In 1961 the Special Olympics movement began as a summer camp in EKS’s own back yard with the goal of giving the mentally retarded the opportunity to run and play . About 100 athletes participated at “Camp Shriver” which inspired the formation of many similar camps around the United States. One of the more successful organizations inspired by Camp Shriver was at the Chicago Parks Department, which along with the Kennedy Foundation and EKS worked together to organize the first Special Olympic World Games in 1968. At these first World Games, Chicago’s Mayor Richard Daley declared, “Eunice, the world will never be the same again” This quotation captures the vast impact of EKS’s work. After the first games, it was clear that The Special Olympics, and EKS would change the world. EKS had forever altered not only the lives of athletes participating in these Games, but transformed the way the whole world perceived people with IDD. These first World Games provided at starting point from where EKS began a worldwide movement, which further demonstrates her status as one of the most influential women in history.
With her strong and determined personality EKS was able to strictly focus on her goals and was able to avoid getting entangled in the conflicts and competition of the political arena to which her family often succumbed. EKS did not focus on the political influence and impact of her family but rather focused on her goal of bettering other lives of those with IDD. If she had let herself get entwined in the families’ politics and let them influence her desire to help `those with IDD that way, she may not have been as successful as she was with the creation of the Special Olympics. She was passionate in her desire to create a better life for those with disabilities and her intense passion influenced and inspired those around her. “Rather than channeling this relentless energy into political competition, as her brothers did, Eunice sublimated it into sports.” By putting all her energy into creating athletic opportunities for people with IDD, EKS was able to truly focus on her cause, rather than be distracted by the politics surrounding it. She was so single minded that she disregarded the entrenched belief of that people with IDD were incapable of progress:
Any experts at the time thought people with mental retardation could not learn to play games or would hurt themselves in athletic activities.
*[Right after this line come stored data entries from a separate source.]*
PR #72, opened 2019-12-21
helpers(product) implement product helpers

andrzejewsky:


packages/commercetools/helpers/src/index.ts
```diff
@@ -1 +1,15 @@
-console.log('Hello commercetools helpers')
\ No newline at end of file
+import { UiMediaGalleryItem, UiProductName, UiProductPrice } from '@vue-storefront/interfaces'
+import { ProductVariant, Image, ProductData } from './types/GraphQL'
+
+export const getName = (product: ProductData): UiProductName => product.name
```
filrak: You're missing `Product` in all helper names -> eg `getProductName` etc

packages/commercetools/helpers/src/index.ts
```diff
@@ -1 +1,15 @@
...
+
+export const getSlug = (product: ProductData): UiProductName => product.slug
```
filrak: How about this `Agnostic` instead of UI eg. `AgnosticProductName` ? 
Also for simple strings/numbers maybe we should keep it as string/number and add those types only for objects to not confuse people? String is string. I don't see a value in renaming it 
@patzick

packages/commercetools/helpers/src/index.ts
```diff
@@ -1 +1,15 @@
-console.log('Hello commercetools helpers')
\ No newline at end of file
+import { UiMediaGalleryItem, UiProductName, UiProductPrice } from '@vue-storefront/interfaces'
```
filrak: You're missing `getVariant` which is pretty important since rest of the operations is on variants

packages/core/interfaces/index.ts
```diff
@@ -108,4 +108,16 @@ export interface UseContent<CONTENT, SEARCH> {
...
   error: any
-}
\ No newline at end of file
+}
+
+export interface UiMediaGalleryItemUrl {
+  url: string
+}
+export interface UiMediaGalleryItem {
+  small: UiMediaGalleryItemUrl
```
filrak: Wouldn't it be misleading in autosuggestions? User won't see if thats a string or something else. While typing response makes sense to em renaming strings to other properties desn't and is confusing
Again @patzick  for validation

filrak (changes requested):

packages/core/interfaces/index.ts
filrak: Here is an example of confusion - user even doesnt know that its a string 
image

packages/commercetools/api-client/src/api/getProduct/index.ts
```diff
@@ -5,22 +5,23 @@ import { ProductSearch } from './../../types/Api'
 import { ProductQueryResult } from './../../types/GraphQL'
 import defaultQuery from './defaultQuery'
 import { buildProductWhere } from './../../helpers/search'
+import { applyInternals } from './../../helpers/internals'
```
filrak: maybe we could name it better ;) There might be more helper properties for different entities. How about something more descriptive like `mixParentDataToVariants` or sth like this?

packages/commercetools/composables/src/helpers/internals/enhanceCategory.ts
```diff
@@ -0,0 +1,30 @@
+import { ApolloQueryResult } from 'apollo-client'
```
filrak, line 1: maybe mixins is a better name instead of "internals"?

packages/commercetools/composables/src/helpers/internals/enhanceCategory.ts
```diff
@@ -0,0 +1,30 @@
...
+}
+
+interface ProductData {
+  products: ProductQueryResult
+}
+
+type ProductResponse = ApolloQueryResult<ProductData>
+type CategoryResponse = ApolloQueryResult<CategoryData>
+
+const applyProducts = (rawProducts: ProductVariant[]) => (category: Category) => {
```
filrak: mixProducts? just an idea for convention, maybe stupid

packages/commercetools/composables/src/useCategory/index.ts
```diff
@@ -1,12 +1,22 @@
...
 import { getCategory, getProduct } from '@vue-storefront/commercetools-api'
+import { enhanceProduct, enhanceCategory } from './../helpers/internals'
 
 interface UseCategorySearchParams {
-  /** Category ID  */
   slug?: string
 }
 
+const loadCategories = async (params: UseCategorySearchParams) => {
+  const categoryResponse = await getCategory({ slug: params.slug })
```
filrak: we should be able to search through all available params of `getCategory`

packages/commercetools/helpers/src/index.ts
```diff
@@ -1 +1,29 @@
...
+
+export const getProductName = (product: ProductVariant): string => (product as any)._name
+
+export const getProductSlug = (product: ProductVariant): string => (product as any)._slug
+
+export const getProductPrice = (product: ProductVariant): number => product.price.value.centAmount
+
+export const getProductGallery = (product: ProductVariant): UiMediaGalleryItem[] =>
+  product.images.map((image: Image) => ({
+    small: '',
```
filrak: if we dont have alternative sizes shouldnt we just provide same img everywhere? If someone will use small ones on one platform and change the platform to CT they will be blank. If we fill all with same image they will still be visible.

packages/commercetools/helpers/src/index.ts
```diff
@@ -1 +1,29 @@
-console.log('Hello commercetools helpers')
\ No newline at end of file
+import { UiMediaGalleryItem } from '@vue-storefront/interfaces'
```
filrak, line 1: Bjutiful <3

filrak (changes requested):

packages/commercetools/composables/src/helpers/internals/enhanceCategory.ts
andrzejewsky: I was thinking about the name for these "private" fields, and I think `internals` is the best one as it describes the purpose - they are fields or logic that we will use **internally**  it could be the mixins but it might be confusing with the vue mixins. I'll keep it as it is now (intenals) but maybe we will come up with a different name

PR #74, opened 2019-12-23
ui(SideCart) add side cart component and composable

EugeneHlushko:
- Side cart component
- ui-state
- header cart icon triggers cart on side
- cart is closable

### DIFF
--- a/packages/commercetools/composables/src/useCart/index.ts
+++ b/packages/commercetools/composables/src/useCart/index.ts
@@ -1,0 +1,63 @@
+import { UseCart } from '@vue-storefront/interfaces'
+import { ref } from '@vue/composition-api'
+
+export default function useCart(): UseCart<any, any, any, any, any, any, any> {
+  const cart = ref({ products: [
+    {
+      title: "Cream Beach Bag",
+      id: "CBB1",
+      image: "/homepage/productA.jpg",
+      price: { regular: "50.00" },
+      configuration: [
+        { name: "Size", value: "XS" },
+        { name: "Color", value: "White" }
+      ],
+      qty: "1",
+      stock: 44
+    },
+    {
+      title: "Cream Beach Bag",
+      id: "CBB2",
+      image: "/homepage/productB.jpg",
+      price: { regular: "50.00", special: "20.05" },
+      configuration: [
+        { name: "Size", value: "XS" },
+        { name: "Color", value: "White" }
+      ],
+      qty: "2",
+      stock: 10
+    },
+    {
+      title: "Cream Beach Bag",
+      id: "CBB3",
+      image: "/homepage/productC.jpg",
+      price: { regular: "50.00", special: "20.50" },
+      configuration: [
+        { name: "Size", value: "XS" },
+        { name: "Color", value: "White" }
+      ],
+      qty: "1",
+      stock: 20
+    }
+  ]})
+  const addToCart = () => { () => { console.log('useCart:addToCart') } }
+  const removeFromCart = () => { () => { console.log('useCart:removeFromCart') } }
+  const clearCart = () => { () => { console.log('useCart:clearCart') } }
+  const coupon = ref({})
+  const applyCoupon = () => { () => { console.log('useCart:applyCoupon') } }
+  const removeCoupon = () => { () => { console.log('useCart:removeCoupon') } }
+  const loading = false
+  const error = ref(null)
+
+  return {
+    cart,
+    addToCart,
+    removeFromCart,
+    clearCart,
+    coupon,
+    applyCoupon,
+    removeCoupon,
+    loading,
+    error
+  }
+}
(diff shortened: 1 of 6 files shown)


packages/commercetools/composables/src/useCart/index.ts
```diff
@@ -0,0 +1,63 @@
+import { UseCart } from '@vue-storefront/interfaces'
+import { ref } from '@vue/composition-api'
+
+export default function useCart(): UseCart<any, any, any, any, any, any, any> {
+  const cart = ref({ products: [
```
EugeneHlushko, line 5: This is dummy data hardcoded

packages/commercetools/theme/components/SideCart.vue
```diff
@@ -0,0 +1,212 @@
+<template>
+  <div id="cart">
+    <SfSidebar
+      :visible="isCartSidebarOpen"
```
EugeneHlushko, line 4: How are we planning to handle this outside of component, say i added to cart from another component somewhere down the layout tree, how do i dispatch that event and make sure this hears it @filrak ? In React for example, we could use state on the top level component and hook into it from both, or use redux. Whats the vue way?

packages/commercetools/theme/components/AppHeader.vue
```diff
@@ -18,7 +18,7 @@
       </nuxt-link>
       <nuxt-link to="/l/cat">
         <SfHeaderNavigationItem>
-          KIDS
+          {{ isCartSidebarOpen }}
```
EugeneHlushko: will cleanup

packages/commercetools/theme/components/AppHeader.vue
```diff
@@ -27,12 +27,23 @@
...
 import { SfHeader, SfImage } from '@storefront-ui/vue'
+import { isCartSidebarOpen } from '../assets/ui-state'
 
 export default {
   components: {
     SfHeader,
     SfImage
   },
+  methods: {
+    showCartSidebar: () => {
```
EugeneHlushko, line 38: point of interest

packages/commercetools/theme/components/AppHeader.vue
```diff
@@ -27,12 +27,23 @@
...
+      isCartSidebarOpen.value = true
+    }
+  },
+  setup() {
+    return {
+      isCartSidebarOpen: isCartSidebarOpen.value
```
EugeneHlushko: point of interest

packages/commercetools/theme/assets/ui-state.js
```diff
@@ -0,0 +1,17 @@
+import Vue from 'vue'
+import VueCompositionApi, { reactive, ref, computed } from '@vue/composition-api'
+
+Vue.use(VueCompositionApi);
```
filrak, line 4: It's already registered in nuxt moduł so you can just use it as it is

packages/commercetools/theme/assets/ui-state.js
```diff
@@ -0,0 +1,17 @@
...
+
+const UiState = reactive({
+  isCartSidebarOpen: false
+})
+
+const isCartSidebarOpen = computed({
+  get: () => UiState.isCartSidebarOpen,
+  set: val => { UiState.isCartSidebarOpen = val }
```
filrak: I think it's safer to have a toggle method. Then user can override this variable, just change its value

packages/commercetools/theme/assets/ui-state.js
```diff
@@ -0,0 +1,17 @@
+import Vue from 'vue'
+import VueCompositionApi, { reactive, ref, computed } from '@vue/composition-api'
+
+Vue.use(VueCompositionApi);
+
+const UiState = reactive({
+  isCartSidebarOpen: false
+})
+
+const isCartSidebarOpen = computed({
```
filrak: How about grouping it all in 'ui' object for autocompletr purposes?

packages/commercetools/theme/components/AppHeader.vue
```diff
@@ -27,12 +27,18 @@
...
+import { isCartSidebarOpen } from '../assets/ui-state'
 
 export default {
   components: {
     SfHeader,
     SfImage
   },
+  methods: {
+    showCartSidebar: () => {
+      isCartSidebarOpen.value = true
```
filrak: You can directly pass the 'ui' object to 'setup' method

filrak (changes requested):

packages/commercetools/theme/assets/ui-state.js
EugeneHlushko: It doesnt work without:

Screen Shot 2019-12-24 at 9 48 53 AM

EugeneHlushko:
Hi @filrak 
Just updated

packages/commercetools/theme/assets/ui-state.js
filrak: This is really weird since the plugin is registered already (setup function requires it to run). I think it needs some further investigation

PR #82, opened 2019-12-30
composables(useProduct): useProduct implementation

andrzejewsky:


packages/commercetools/api-client/src/helpers/search/index.ts
```diff
@@ -7,6 +7,10 @@ const buildProductWhere = (search: ProductSearch) => {
     return `masterData(current(categories(id in ("${catIds}"))))`
   }
 
+  if (search && search.slug) {
```
defudef, line 10: What about using ternary operator?

```JS
return search && search.slug
  ? `masterData(current(slug(${locale}="${search.slug}")))`
  : ''
```

packages/commercetools/composables/src/useProduct/index.ts
```diff
@@ -1,16 +1,38 @@
...
+  slug?: string
+  catIds?: string[]
+  skus?: string[]
+}
+
+type Search = (params: UseProductSearchParams) => void
+
+const loadProductVariants = async (params: UseProductSearchParams): Promise<ProductVariant[]> => {
+  const productResponse = await getProduct(params)
+  const enhancedProductResponse = enhanceProduct(productResponse)
```
defudef, line 17: Isn't better to define a type or interface? What do you think?

```TS
interface EnhanceProductResponse {
  data: {
    _variants: any
  }
}
```

packages/commercetools/helpers/src/index.ts
```diff
@@ -1,19 +1,23 @@
...
 import { ProductVariant, Image, Category } from './types/GraphQL'
 
-export const getProductName = (product: ProductVariant): string => (product as any)._name
+export const getProductName = (product: ProductVariant): string => product ? (product as any)._name : ''
 
-export const getProductSlug = (product: ProductVariant): string => (product as any)._slug
+export const getProductSlug = (product: ProductVariant): string => product ? (product as any)._slug : ''
 
-export const getProductPrice = (product: ProductVariant): number => product.price.value.centAmount
+export const getProductPrice = (product: ProductVariant): number => product ? product.price.value.centAmount : null
```
defudef: wrong return type. It's now `number | null`

packages/commercetools/helpers/src/index.ts
```diff
@@ -1,19 +1,23 @@
...
 
-export const getProductGallery = (product: ProductVariant): UiMediaGalleryItem[] =>
-  product.images.map((image: Image) => ({
+export const getProductGallery = (product: ProductVariant): UiMediaGalleryItem[] => {
+  if (!product) {
+    return []
+  }
+
+  return product.images.map((image: Image) => ({
```
defudef: Just an idea, but I'm not sure you'll like it:
```TS
export const getProductGallery = (product: ProductVariant): UiMediaGalleryItem[] => (product ? product.images : [])
  .map((image: Image)) => ({ ....other stuff })
```

packages/commercetools/helpers/src/index.ts
```diff
@@ -27,3 +31,15 @@ export const getCategoryProducts = (category: Category, options: any = {}): Prod
 
   return _products
 }
+
+export const getProductVariants = (products: ProductVariant[], options: any = {}): ProductVariant | ProductVariant[]  => {
```
defudef, line 32: I've seen a couple of times that option master true. Maybe it's worth to add an interface for it?

defudef (approved):

packages/commercetools/composables/src/useProduct/index.ts
andrzejewsky: underscored fields are `private` for us. we decided to use them to avoid custom typing for eCommerce platforms. Instead of modifying response (that are already typed) we are adding new fields (underscored)

packages/commercetools/helpers/src/index.ts
andrzejewsky: makes sense

packages/commercetools/helpers/src/index.ts
andrzejewsky: that's right, but there are different logic, for finding master one

PR #90, opened 2020-01-07
ui(cart) Issue/57/new

filrak:
updated https://github.com/DivanteLtd/next/pull/74/f
- renamed `setIsCartSidebarOpen()` to `toggleCartSidebar()` slight change: r
- made `isCartSidebarOpen` local tstae variable directly immutable, you can do this only in expected way via mutator (`togglecartSidebar`)

Composition API Plugin registration is required, no idea why. Needs to stay till Vue 3 ;x


packages/commercetools/theme/assets/ui-state.ts
```diff
@@ -0,0 +1,14 @@
+import Vue from 'vue'
+import VueCompositionAPI, { ref, computed } from '@vue/composition-api'
+
+// We need to register it again because of Vue instance instantiation issues
+Vue.use(VueCompositionAPI)
+
+const state = ref({
```
andrzejewsky: `reactive` i think

packages/commercetools/theme/components/CartSidebar.vue
```diff
@@ -0,0 +1,215 @@
...
+    removeHandler(product) {
+      const products = [...this.products];
+      this.products = products.filter(element => element.id !== product.id);
+    }
+  }
+};
+</script>
+<style lang="scss" scoped>
+@import "~@storefront-ui/shared/styles/variables";
+@mixin for-desktop {
```
andrzejewsky, line 136: I think would be nice to create another file to store all generic mixins

andrzejewsky (approved):

EugeneHlushko (approved):
LGTM, we can have a separate task for mixins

Eunice Kennedy Shriver felt differently

EKS was so passionate in her conviction that she set out to prove the experts wrong, that in fact it was quite the opposite: the mentally disabled were capable of great things! She ignored their professional opinion and as a result millions of people with IDD have achieved success and fulfillment through the Special Olympics. Not only have achieved success, but their entire family has felt the lasting joy, success and happiness that the Special Olympics has brought to their life. “ Eunice dedicated herself to the cause of mental retardation with the single mindedness of a medieval saint.” Her singular focus and drive helped EKS to succeed in creating the Special Olympics and forever raise the common standard for people with disabilities making her one of the most influential women in history.
EKS’s unconditional faith in those with disabilities paved the way for the success of the Special Olympics movement. EKS declared, “I wanted to convince people if the mentally retarded were given a chance they could achieve.” . She believed so wholeheartedly that those with disabilities could be important members of our society that she set out to change an entire society’s expectations of those with IDD, and prove that they were truly capable of so much more. Her outspoken confidence in their abilities was instrumental in her ability to spread and propel the Special Olympics movement worldwide.
The Special Olympics prove a very fundamental fact. The fact that exceptional children-retarded children-can be exceptional athletes. The fact that through sports they can realize the potential for growth…serves as a pledge that all retarded children will have this chance in the future.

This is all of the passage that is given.